▶ **YOUR INSTRUCTIONS**
Every line below that carries the word "changes" needs to be copied.

Stored items
=== Begin Enclosure ===
PR #3141, opened 2022-08-13
files: allow target conflicts between recursively-linked directories (exclusively)

niacdoial:
### Description

Loosened the "no two home.file directives may have the same target" constraint:
Multiple directives may share a target if and only if they are recursively-linked directories

### Checklist

  note: one bout of weirdness is the use of `pathExists "${sourceStorePath v}/.."` to detect if the source path is a directory. This might warrant a double check for cross-platform compatibility

  note: due to the large changes caused by this, formatting was done in a separate, reproducible commit.

   (note: the line in the tests about neovim was disabled, as that test failed both before and after my changes. this is however not committed)

    ```
    {component}: {description}

    {long description}
    ```

### DIFF
--- a/modules/files.nix
+++ b/modules/files.nix
@@ -43,17 +43,19 @@ in
       let
         dups =
           attrNames
-            (filterAttrs (n: v: (v.count > 1 && v.nonrec))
=== End Enclosure ===
▶ **ANSWER BOX**
  note: due to the large changes caused by this, formatting was done in a separate, reproducible commit.
   (note: the line in the tests about neovim was disabled, as that test failed both before and after my changes. this is however not committed)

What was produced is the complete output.